If you can use your gift card online you'll likely find wider selection of knives @ the BBB online store. As far as newbieness goes- what do you plan on sharpening with (figure I'd save BDL from asking the question). Highly recomend the Victorinox rosewood 10" chef which is available on the web site. This is an entry level knife but as sharp as I can get anything @ this point freehand. I also have a 6" version that I use as a petty and has completely suplanted my paring knife.


----------



## tylerm713 (Aug 6, 2010)

I notice that there are two other Japanese made options on the BBB website. Tamahagane and Masahiro. Anyone have any experience with either?
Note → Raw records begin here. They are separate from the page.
PR #78, opened 2016-02-29
Add more prominent link to the YAQL evaluator website

Kami:
It turns out we already link to that website, but we only link to it on the Mistral page and there are no links to it in the YAQL section of our documentation.


dzimine:
+1

PR #80, opened 2016-02-29
Add instructions for installing chatops from deb

enykeev:


dennybaa:
:+1:

lakshmi-kannan:
We also need a corresponding change in bootstrap script for ubuntu. Otherwise, script users won't get chatops. I'll do testing with these instructions and report. This PR is for master. If you want 1.3 users to pick this up, change should be in 1.3 branch. Of course, we'll need 1.3 packages too.

dzimine:
I am merging it on master to sort it out there. Than we can cherrypick to 1.3 later this week.

PR #84, opened 2016-03-03
Point enterprise installation to stable repos

dzimine:


estee-tew:
https://stackstorm.slack.com/archives/stackstorm/p1457043073005877

armab:
@dzimine @lakshmi-kannan 

I guess this PR is intentional (for future), but just a reminder to be sure: 
We don't have packages in `enterprise` stable yet, only `enterprise` staging.

This should be possible after CI promotion `staging` -> `production`.

dzimine:
I think @lakshmi-kannan or @DoriftoShoes moved them manually, if not, we should. 
This is driven by the fact that the same access key can not work for both `enterprise` and `enterprise-staging`. And because our current approach License==key, each user begins to get new License that opens two locks - old AIO installer download site, and only ONE of package cloud repos, we have to choose. And once chosen, it's not easy to re-issue the key. 
Sorry if the explanation is confusing, we can pick it on slack.

armab:
Yeah, `StackStorm/enterprise` repo is currently empty.

lakshmi-kannan:
@armab I didn't get to move the packages to prod. Can you do that?

armab:
@lakshmi-kannan Sure, I can upload them manually on Monday.

armab:
Seems @lakshmi-kannan already figured it out.
I just uploaded missed packages for `debian wheezy` and `debian jessie`, probably oversight.

PR #93, opened 2016-03-07
ssh owning inconsistencies

dennybaa:
`authorized_keys` is a list of **public** keys which are allowed to use key-based logins. Setting mode to `0600` doesn't make any sense, even if a user can not read `/home/stanley/.ssh/authorized_keys`, well he can always read `/home/stanley/.ssh/stanley_rsa.pub` which has been created without such restrictive permissions. So setting `0600` for `authorized_keys` is quite ambiguous...


lakshmi-kannan:
good catch. please make corresponding bootstrap script changes when you make such changes. https://github.com/StackStorm/st2-packages/blob/master/scripts/st2bootstrap-el6.sh#L85

lakshmi-kannan:
Needs to be merged to v1.3 as well.

PR #94, opened 2016-03-09
Install chatops package

manasdk:
Done on ubuntu but not on rhel.

Unsure if this step is needed but it would seem that this is correct.


manasdk:
Based on https://github.com/StackStorm/st2-packages/blob/470a32582e64cbdc5222f3b7b0271d38fae775b5/scripts/st2bootstrap-el6.sh#L201 it would seem I am correct.

dzimine:
Oh... I can't believe we missed it. Thank you!

dzimine:
Can you pls cherrypick to v1.3, too?

manasdk:
cherrypick https://github.com/StackStorm/st2docs/pull/95

PR #105, opened 2016-03-23
Update aliases.rst

AndyCourcier:
Minor textual changes


manasdk:
Making all these headers appear at the same level is not ideal. I think we will have to look at organizing this doc to fit into sections nicely.

I suggest reverting the header changes and one of us can take a look at those in a separate PR. Keep all the grammar fixes and then I will go ahead and merge this PR :)

Kami:
Thanks for the contribution and I agree with @manasdk on the header changes (this way it's also consistent with other documents).

Issue #729, opened 2022-05-17
Cant' deploy after latest (0.20.0) release


kevinlmadison:
**Describe the bug**
Can't install vault with helm after new release.
```
$ helm repo add hashicorp https://helm.releases.hashicorp.com
"hashicorp" already exists with the same configuration, skipping

$ helm install vault hashicorp/vault -n admin                
Error: parse error at (vault/templates/_helpers.tpl:38): unclosed action
```

**To Reproduce**
See above

**Expected behavior**
Vault should install.
**Environment**
* Kubernetes version: 
RKE2 - k8s 1.22.6

tvoran:
Hi @kevinlmadison, I'm not able to duplicate the error you're getting. Could you tell me what version of helm you're using? Also don't forget to run `helm repo update` to pick up the latest vault-helm release.

kevinlmadison:
@tvoran thank you for your reply!
```
$ helm version
version.BuildInfo{Version:"v3.3.4", GitCommit:"a61ce5633af99708171414353ed49547cf05013d", GitTreeState:"clean", GoVersion:"go1.14.9"}
```
after running `helm repo update` the error is still the same : (

tvoran:
Ah, I bet it's a helm version issue. Our acceptance tests here are running in github's `ubuntu-latest` environment, which has helm 3.8.2: https://github.com/actions/virtual-environments/blob/main/images/linux/Ubuntu2004-Readme.md#package-management

Can you try updating your version of helm?

tvoran:
From some quick testing, it looks like the min version to get past the error is helm 3.6.

kevinlmadison:
righto, I'll test that right now!

kevinlmadison:
@tvoran That solved it, thank you for your help!!

PR #769, opened 2022-08-09
Update README.md

jpenghashi:
The helm requirements should be 3.8+ based on https://github.com/hashicorp/vault-helm/issues/729#issuecomment-1129183042


swenson:
According to that comment thread, 3.6 should be sufficient though?

PR #215, opened 2020-02-27
Add Prometheus Operator support

cablespaghetti:
This adds support for Prometheus Operator resources within the Helm chart:
- **ServiceMonitor** - To make the metrics endpoint automatically discoverable
- **PrometheusRules** - To configure Rules (Alerts) for Vault within the chart

I've also added some examples to the values.yaml for how to get Prometheus metrics working in unauthenticated mode, as it's not obvious and I expect it's a common use case.

I'll write some tests over the next few days but this works in my environments.

PR #772, opened 2022-08-10
Add support for the Prometheus Operator

benashz:
This PR is a continuation of #215, which added support for deploying `ServiceMonitor` and `PrometheusRules` custom resources. The feature requires that the [prometheus-operator](https://github.com/prometheus-operator/prometheus-operator) has been deployed to the same Kubernetes cluster as Vault.


values.yaml
```diff
@@ -1008,3 +1030,90 @@ csi:
...
+      enabled: false
+
+      # Default selector labels to add to the PrometheusRule.
+      # Assumes that the operator has been installed by Helm with a release name of 'prometheus'
+      defaultSelectors:
+         release: prometheus
+         app: kube-prometheus-stack
+
+      # Default selector overrides.
+      overrideSelectors: {}
```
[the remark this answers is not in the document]
benashz: Yeah, I like that idea. We can just document what the defaults are here.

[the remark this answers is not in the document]
benashz: That means there would be no way to remove all of the selectors, I am not sure that is valid use case however.

templates/prometheus-servicemonitor.yaml
```diff
@@ -0,0 +1,37 @@
...
+    matchLabels:
+      app.kubernetes.io/name: {{ template "vault.name" . }}
+      app.kubernetes.io/instance: {{ .Release.Name }}
+      {{- if eq .mode "ha" }}
+      vault-active: "true"
+      {{- else }}
+      vault-internal: "true"
+      {{- end }}
+  endpoints:
+  - port: http
```
tvoran, line 24: Does this need to match the name of the vault service port? Should it be `{{ include "vault.scheme" . }}` instead? I think it's the same for active and internal:

https://github.com/hashicorp/vault-helm/blob/17bffbcabe0221be0b8e0a02f5a9d8b2b76794f0/templates/server-ha-active-service.yaml#L29-L35

https://github.com/hashicorp/vault-helm/blob/17bffbcabe0221be0b8e0a02f5a9d8b2b76794f0/templates/server-headless-service.yaml#L22-L25

benashz: Good call! Fixed with be4019d937d74d8d2b1be57b23122ecc1aed9614

test/acceptance/server-ha-enterprise-dr.bats
```diff
@@ -25,6 +25,7 @@ load _helpers
   local init=$(kubectl exec -ti "$(name_prefix)-east-0" -- \
     vault operator init -format=json -n 1 -t 1)
 
+  echo $init | jq >&2
```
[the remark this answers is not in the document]
benashz: Removed in bc746feb29e3a2b9ebe9ff9f9d9f9a907019ff0e

templates/prometheus-prometheusrules.yaml
```diff
@@ -0,0 +1,26 @@
...
+    app.kubernetes.io/instance: {{ .Release.Name }}
+    app.kubernetes.io/managed-by: {{ .Release.Service }}
+    {{- $selectors := .Values.telemetry.prometheusOperator.prometheusRules.selectors }}
+    {{- if $selectors }}
+    {{- toYaml $selectors | nindent 4 }}
+    {{- else }}
+    {{/*
+    update the selectors docs in values.yaml whenever these defaults change.
+    */}}
+    app: kube-prometheus-stack
```
tvoran, line 18: It looks like this default label was removed from the ServiceMonitor, so I wonder if it needs to be here too? It seems like the app is defined by the `app.kubernetes.io/name` label above, and from what I can tell the default prometheus install only selects on `release: prometheus`.

```suggestion
```

values.yaml
```diff
@@ -1008,3 +1030,82 @@ csi:
...
+      enabled: false
+
+      # Selector labels to add to the ServiceMonitor.
+      # When empty, defaults to:
+      #  release: prometheus
+      #  app: kube-prometheus-stack
+      selectors: {}
+
+      # Some example rules.
+      rules: {}
```
tvoran, line 1097: I wonder if this should somehow be further divided into a server telemetry section? Just thinking that what's being templated here is specific to Vault server, and if we ever wanted to add a serviceMonitor for the vault-k8s injector for example, we'd need another set of these options.

values.yaml
```diff
@@ -1008,3 +1030,82 @@ csi:
...
+      # Selector labels to add to the ServiceMonitor.
+      # When empty, defaults to:
+      #  release: prometheus
+      selectors: {}
+
+      # Interval at which Prometheus scrapes metrics
+      interval: 30s
+
+      # Timeout at which Prometheus timeouts scrape run
+      scrapeTimeout: 10s
```
tvoran, line 1083:
```suggestion
      # Timeout for Prometheus scrapes
      scrapeTimeout: 10s
```

templates/prometheus-prometheusrules.yaml
benashz: Fixed in 4ee36553b854d76b6b2f69980d9d0e643e2dd9e8

benashz: Ah, yes this was a part of the original PR. I wonder if it might make sense to make the `release` value public. We we can set the default in the template here.

values.yaml
benashz: Good call. What do you think of the following structure?
```
  prometheusOperator:
    serviceMonitor:
      server:
        # Enable deployment of the Vault Server ServiceMonitor CustomResource.
        enabled: false

        # Selector labels to add to the ServiceMonitor.
        # When empty, defaults to:
        #  release: prometheus
        selectors: {}

        # Interval at which Prometheus scrapes metrics
        interval: 30s

        # Timeout for Prometheus scrapes
        scrapeTimeout: 10s

    prometheusRules:
      server:
        # Deploy the PrometheusRule custom resource for AlertManager based alerts.
        # Requires that AlertManager is properly deployed.
        enabled: false

[...]
```

We could then extend it to support other `ServiceMonitor` deployments etc.

benashz: Implemented in d6b9c532b7423921f002fc22a1a6b5ab02071268

tvoran: Yeah that structure should work. We could probably remove either `telemetry` or `prometheusOperator` as well to trim the hierarchy a bit.

templates/prometheus-prometheusrules.yaml
tvoran: > I wonder if it might make sense to make the `release` value public

Leaving it with the default like you have it seems fine.

tvoran (approved):

tvoran:
Could also add the changelog entry in this PR as well.

values.yaml
benashz: I like the idea of dropping the latter.

benashz: Fixed in 4886b1469102e0ce906f2f0ce015872f00b1676c

PR #775, opened 2022-08-17
Add server.hostNetwork option

### LINKED ISSUE #643: Support hostNetwork on the server StatefulSet
We'd like to reuse K8s API etcd as a backend for the vault instance running inside the cluster. This is CAPI cluster where etcd pod runs in the host network bound to localhost. This etcd pod doesn't expose any ports. There isn't really way to expose this port cleanly because it's created with upstream controllers. We'd like to run vault server in the host network to make it possible to reach the etcd.

Add `server.hostNetwork` setting.

We were thinking about exposing etcd with a proxy but that may make it complicated with the certificates.

**Additional context**
N/A. I'm happy to provide a PR if this is something you'd accept.

tomhjp:
Fixes #643

### DIFF
--- a/templates/server-statefulset.yaml
+++ b/templates/server-statefulset.yaml
@@ -49,6 +49,10 @@ spec:
       shareProcessNamespace: true
       {{ end }}
       {{- template "server.statefulSet.securityContext.pod" . }}
+      {{- if not .Values.global.openshift }}
+      hostNetwork: {{ .Values.server.hostNetwork }}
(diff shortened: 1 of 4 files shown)


tvoran (approved):

koktlzz:
Why this option is disable for OpenShift?

```
      {{- if not .Values.global.openshift }}
       hostNetwork: {{ .Values.server.hostNetwork }}
       {{- end }}
```

Issue #792, opened 2022-09-28
networking.k8s.io/v1 - pathType set in wrong place


obounaim:
**Describe the bug**

pathType field added in issue [663](https://github.com/hashicorp/vault-helm/issues/633) seems to be in the wrong place. According to ingress specification in networking.k8s.io/v1, pathType field should be set in ingresses.spec.rules.http.paths. Currently it is set in ingresses.spec.rules.http.paths.path.

**To Reproduce**
1. Enable ingress and install chart
2. See error from `terraform apply` or `helm install`
 
│ Error: error running dry run for a diff: error validating "": error validating data: ValidationError(Ingress.spec.rules[0].http.paths[0]): missing required field "pathType" in io.k8s.api.networking.v1.HTTPIngressPath
│ 

**Expected behavior**
When ingress is enabled, chart installation should not fail

**Environment**
* Kubernetes version: 1.22
  * EKS
* vault-helm version: 0.20.1 (latest version also concerned)
* terraform version: 1.2.9 (Should not make a difference)
Chart values:

```yaml
  ...
  ingress:
    enabled: true 
    annotations: {
      kubernetes.io/ingress.class: nginx
    }
    hosts:
      - host: ${host}

    extraPaths:
      - path: /*
        backend:
          service:
            name: vault 
            port:
              number: 8200 

    tls: []
```

obounaim:
#794

tvoran:
Hi @obounaim, I think that error is because there needs to be a `pathType` in each element of `extraPaths`. Adding that lets the chart install correctly for me:

```yaml
  ...
  ingress:
    enabled: true 
    annotations: {
      kubernetes.io/ingress.class: nginx
    }
    hosts:
      - host: ${host}

    extraPaths:
      - path: /*
        pathType: Prefix
        backend:
          service:
            name: vault 
            port:
              number: 8200 

    tls: []
```

The chart output looks like it matches the spec to me, since `backend`, `path`, and `pathType` are all part of the [HTTPIngressPath object](https://kubernetes.io/docs/reference/generated/kubernetes-api/v1.22/#httpingresspath-v1-networking-k8s-io).

Also note that by default the extraPaths may not be necessary, since the chart will setup an ingress rule for `/` like this:

```yaml
    rules:
    - host: <host>
      http:
        paths:
        - backend:
            service:
              name: vault
              port:
                number: 8200
          path: /
          pathType: Prefix
```

PR #794, opened 2022-09-28
Path type issue 792 pr

obounaim:
#792


tvoran:
Thanks for the patch, though I don't think this is necessary. See my comment on #792.

Issue #797, opened 2022-10-12
Make ephemeral storage of Agent sidecar injector configurable.


krishnadas-m:
**Is your feature request related to a problem? Please describe.**
It is observed that the vault agent sidecar gets evicted due to the limit of ephemeral storage. It is currently defaulted to 128Mi and is not configurable via Helm-chart.

**Describe the solution you'd like**
If we can modify the injector-deployment template to template the AGENT_INJECT_EPHEMERAL_LIMIT value from values.yaml

**Describe alternatives you've considered**
We need to add/modify annotation on components to increase the limit which can be easily solved if we add the above mentioned capability on the vault helm-chart.

tvoran:
Hi @krishnadas-m, this can be set via the helm chart currently with the [injector.extraEnvironmentVars](https://developer.hashicorp.com/vault/docs/platform/k8s/helm/configuration#extraenvironmentvars) option.

The next release of vault-k8s will also [stop setting a default ephemeral storage limit](https://github.com/hashicorp/vault-k8s/pull/386).

krishnadas-m:
will pass additional env variables.

PR #798, opened 2022-10-12
made ephemeral storage configurable(#797)

krishnadas-m:


templates/injector-deployment.yaml
```diff
@@ -104,6 +104,10 @@ spec:
               value: "{{ .Values.injector.agentDefaults.memRequest }}"
             - name: AGENT_INJECT_MEM_LIMIT
               value: "{{ .Values.injector.agentDefaults.memLimit }}"
+            - name: AGENT_INJECT_EPHEMERAL_REQUEST
+              value: "{{ .Values.injector.agentDefaults.ephemeralRequest }}"
+            - name: AGENT_INJECT_EPHEMERAL_LIMIT
+              value: "{{ .Values.injector.agentDefaults.ephemeralLimit }}"
```
tomhjp, line 110: I think we'd need to only conditionally set these env vars if the helm values have been specified, and default the values to empty strings. See https://github.com/hashicorp/vault-k8s/pull/386 and its related comments for full details, but TL;DR this setting can affect the whole pod's ephemeral storage instead of just the injected container's if it's not set for the other containers.

krishnadas-m:
@tomhjp Is there anything pending to be done from my side to get this approved. Thanks in advance.

test/unit/injector-deployment.bats
```diff
@@ -834,6 +834,14 @@ EOF
...
       yq -r 'map(select(.name=="AGENT_INJECT_MEM_REQUEST")) | .[] .value' | tee /dev/stderr)
   [ "${value}" = "64Mi" ]
+
+  local value=$(echo $object |
+      yq -r 'map(select(.name=="AGENT_INJECT_EPHEMERAL_REQUEST")) | .[] .value' | tee /dev/stderr)
+  [ "${value}" = "64Mi" ]
+
+  local value=$(echo $object |
+      yq -r 'map(select(.name=="AGENT_INJECT_EPHEMERAL_LIMIT")) | .[] .value' | tee /dev/stderr)
+  [ "${value}" = "128Mi" ]
```
tomhjp, line 844:
```suggestion
  local value=$(echo $object |
      yq -r 'map(select(.name=="AGENT_INJECT_EPHEMERAL_REQUEST")) | length' | tee /dev/stderr)
  [ "${value}" -eq 0 ]

  local value=$(echo $object |
      yq -r 'map(select(.name=="AGENT_INJECT_EPHEMERAL_LIMIT")) | length' | tee /dev/stderr)
  [ "${value}" -eq 0 ]
```

tomhjp (commented):
Sorry for the delay, there's just one unit test failure but otherwise LGTM.

tomhjp:
Oh and please could you add a small changelog entry? e.g. Make an Improvements section and add:

```
injector: Add `ephemeralLimit` and `ephemeralRequest` options for defaulting Agent's ephemeral storage resources [GH-798](https://github.com/hashicorp/vault-helm/pull/798)
```

test/unit/injector-deployment.bats
krishnadas-m: @tomhjp I have removed this from the first test because we have made it an optional component.

tomhjp: I think it's nice to have the assertion that it's not there in a test, because it's important that by default it doesn't get set.

tomhjp: I tested with my suggestion and it fixed the test fwiw

krishnadas-m: yeah, it is working when we don't add value, but if we add value then it fails as the length becomes 1

ainnabilaaa:
is there anything else that needs to be fixed for this PR? We need this feature ASAP, hopefully it can be merged soon on the next update, thanks

tomhjp (approved):
LGTM, thanks!

PR #804, opened 2022-10-26
Fix CircleCI config

tomhjp:
Turns out the docker image I upgraded to previously doesn't exist: https://app.circleci.com/pipelines/github/hashicorp/vault-helm/1395/workflows/2e5b8ff3-3f4f-4276-9cc7-842b30269837/jobs/1776

```shell-session
$ docker run --rm -it docker.mirror.hashicorp.services/golang:1.19.2 /bin/bash
root@e550917e673a:/go# which curl
/usr/bin/curl
root@e550917e673a:/go# go install github.com/mikefarah/yq/v2@latest
go: downloading github.com/mikefarah/yq/v2 v2.4.1
go: downloading github.com/mikefarah/yq v2.4.0+incompatible
go: downloading github.com/pkg/errors v0.8.1
go: downloading github.com/mikefarah/yaml/v2 v2.4.0
go: downloading github.com/spf13/cobra v0.0.5
go: downloading gopkg.in/imdario/mergo.v0 v0.3.7
go: downloading gopkg.in/op/go-logging.v1 v1.0.0-20160211212156-b2cb9fa56473
go: downloading github.com/spf13/pflag v1.0.3
root@e550917e673a:/go# which yq
/go/bin/yq
```

### DIFF
--- a/.circleci/config.yml
+++ b/.circleci/config.yml
@@ -5,13 +5,13 @@ orbs:
 jobs:
   update-helm-charts-index:
     docker:
-      - image: docker.mirror.hashicorp.services/circleci/golang:1.19.2
+      - image: docker.mirror.hashicorp.services/golang:1.19.2
     steps:
       - checkout
       - run:
           name: verify Chart version matches tag version
           command: |
-            GO111MODULE=on go get github.com/mikefarah/yq/v2
+            go install github.com/mikefarah/yq/v2@latest
             git_tag=$(echo "${CIRCLE_TAG#v}")
             chart_tag=$(yq r Chart.yaml version)
             if [ "${git_tag}" != "${chart_tag}" ]; then
--- a/.circleci/config.yml
+++ b/.circleci/config.yml
@@ -10,9 +10,12 @@ jobs:
       - checkout
       - run:
           name: verify Chart version matches tag version
+          environment:
+            RELEASE_TAG: << pipeline.parameters.release-tag >>
           command: |
             go install github.com/mikefarah/yq/v2@latest
-            git_tag=$(echo "${CIRCLE_TAG#v}")
+            export RELEASE_TAG=${RELEASE_TAG:-$CIRCLE_TAG}
+            git_tag=$(echo "${RELEASE_TAG#v}")
             chart_tag=$(yq r Chart.yaml version)
             if [ "${git_tag}" != "${chart_tag}" ]; then
               echo "chart version (${chart_tag}) did not match git version (${git_tag})"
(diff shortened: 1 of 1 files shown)


.circleci/config.yml
```diff
@@ -5,13 +5,13 @@ orbs:
 jobs:
   update-helm-charts-index:
     docker:
-      - image: docker.mirror.hashicorp.services/circleci/golang:1.19.2
+      - image: docker.mirror.hashicorp.services/golang:1.19.2
```
tvoran, line 8: Ah, yeah I think the circle images are now under `cimg`. So this might work too:

```suggestion
      - image: docker.mirror.hashicorp.services/cimg/go:1.19.2
```

https://circleci.com/blog/announcing-our-next-generation-convenience-images-smaller-faster-more-deterministic/

tvoran (approved):

.circleci/config.yml
tomhjp: Oh awesome, TIL, thanks!

tomhjp:
Because we rely on a CircleCI secret to trigger the release, it's kind of awkward to release the helm chart now that I broke the CI at the tag's commit. I've added a version of the pipeline that can be triggered manually so that I can trigger the release once this is merged. LMK if you think the approach seems sound, or if we should solve it a different way.

tomhjp:
Also here's an example where I manually triggered it with the curl command commented out, and instead just told it to echo the version being released: https://app.circleci.com/pipelines/github/hashicorp/vault-helm/1404/workflows/5458c273-b5d3-4448-9d52-35bf967643ac/jobs/1779

swenson (approved):
LGTM

.circleci/config.yml
```diff
@@ -5,32 +5,43 @@ orbs:
...
           name: update helm-charts index
+          environment:
+            RELEASE_TAG: << pipeline.parameters.release-tag >>
           command: |
             curl --show-error --silent --fail --user "${CIRCLE_TOKEN}:" \
                 -X POST \
                 -H 'Content-Type: application/json' \
                 -H 'Accept: application/json' \
-                -d "{\"branch\": \"main\",\"parameters\":{\"SOURCE_REPO\": \"${CIRCLE_PROJECT_USERNAME}/${CIRCLE_PROJECT_REPONAME}\",\"SOURCE_TAG\": \"${CIRCLE_TAG}\"}}" \
+                -d "{\"branch\": \"main\",\"parameters\":{\"SOURCE_REPO\": \"${CIRCLE_PROJECT_USERNAME}/${CIRCLE_PROJECT_REPONAME}\",\"SOURCE_TAG\": \"${RELEASE_TAG}\"}}" \
```
tvoran, line 33: Will `RELEASE_TAG` be set when this is not manually triggered? I wonder if we need to stash `TAG` in `$BASH_ENV` up above.

tvoran (commented):
I'd also be fine with just bumping the version again, but I get that's a little messy.

.circleci/config.yml
tomhjp: Oops, good catch. I repeated the same `:-$CIRCLE_TAG` defaulting in this step instead, which should also work

tvoran (approved):

PR #806, opened 2022-10-31
Add extraLabels for Vault server serviceAccount

AleksandrTitov:


tvoran:
Thanks, this looks pretty straightforward. Would you mind adding a test for this in `test/unit/server-serviceaccount.bats`? Something similar to the one for csi: https://github.com/hashicorp/vault-helm/blob/46e6fb5ad19f847ec70d137e1f609b50504cb6a3/test/unit/csi-serviceaccount.bats#L61-L72

AleksandrTitov:
Hi @tvoran , thanks, for your comment. I added an additional change with unit test for the Vault Server service account extra labels value.

tvoran (approved):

As far as Shun vs. Global, I would go with the one that feels the best in your hand. For me it was Global.


----------



## phaedrus (Dec 23, 2004)

D'oh!/img/vbsmilies/smilies/blushing.gif It never occurred to me to check their website. I've never seen the Tamahagane knives in person, so anything I can say would be a guess. But they're attractive, and the profile looks more usable than a Shun (a bit less belly). VG-5 is a good steel. If it were my gift card I wouldn't be too afraid to try one. But the Masahiros are really nice knives, IMO. The handles are comfortable although not particularly attractive. They're heavily differentially bevelled- IIRC their website says 70/30 or 80/20. They cut very, very well and are extremely thin for "mainstream" J-knives. Aside from maybe picking up a petty by Tamahagane just to try it out, of the ones listed I'd be most inclined to go with the Masahiros. They're very nice for the price. Bear in mind, though, that they're not "mighty" knives- you wouldn't want to use them for super heavy duty tasks. And I'd suggest that if you don't already have one, spend some of that gift card on a decent cutting board. The best would be end grain hardwood, followed by edge grain, then poly way below that.


----------



## theunknowncook (Dec 17, 2009)

boarcephus:

I'm a *Lamson*-*Sharp* guy, but I like the *Kasumi* cutlery, which seems better than the *Tamahagane* cutlery.

*Forschner Fibrox*

*Forschner Rosewood*


----------



## boarcephus (Jan 12, 2011)

Wow, That's embarrassing! It never occured to me to look at all of the *open stock knives*. BBB carries a lot more brands than I thought. I will certainly be picking up a Victorinox 10" blade. I've actually been wanting one for a while because I've heard they are an astounding knife for the price. Can anyone tell me the difference between the fibrox and rosewood handles? are the blades different or are they just different handles?

the masahiro's look kick freaking butt! I'll probably never get permission from the budget queen to blow so much on a knife so I might as well get the super expensive one out of the way. Anyone currently using the masahiro 8 or 10''?


----------



## boarcephus (Jan 12, 2011)

In reply to tBN, I really don't know where to start with sharpening equipment.  I do realize that it would be a shame to have that beautiful masahiro or kasumi and not be able to even steel it.  any suggestions here?


----------



## tylerm713 (Aug 6, 2010)

There's nothing different between the fibrox and rosewood Forschners, apart from the handle. The fibrox feels a bit bulky and very cheap, but you can throw it in the dishwasher if you want to. The rosewood actually has a pretty nice handle on it. I have an 8" rosewood chef's. It's not going to take the sharpest edge, but the fact that it has a much thinner blade than anything else in it's price range will make it "act" sharper.


----------



## chrislehrer (Oct 9, 2008)

boarcephus said:


> In reply to tBN, I really don't know where to start with sharpening equipment. I do realize that it would be a shame to have that beautiful masahiro or kasumi and not be able to even steel it. any suggestions here?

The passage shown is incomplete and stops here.